PR #859, opened 2021-02-23
Don't crash on inbound emails w/ zero byte files

alaroia-cfa:


app/controllers/mailgun_webhooks_controller.rb
```diff
@@ -48,9 +48,10 @@ def create_incoming_email
 
         attachment = params[key]
         attachment.tempfile.seek(0) # just in case we read the same file for multiple clients
+        size = attachment.tempfile.size
```
bytheway875, line 52: This would be great in a Service Object instead of controller!

app/controllers/mailgun_webhooks_controller.rb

◇ ◇ ◇

Report the count of lines in the entries that contain "tempfile". Nothing else should be given.

2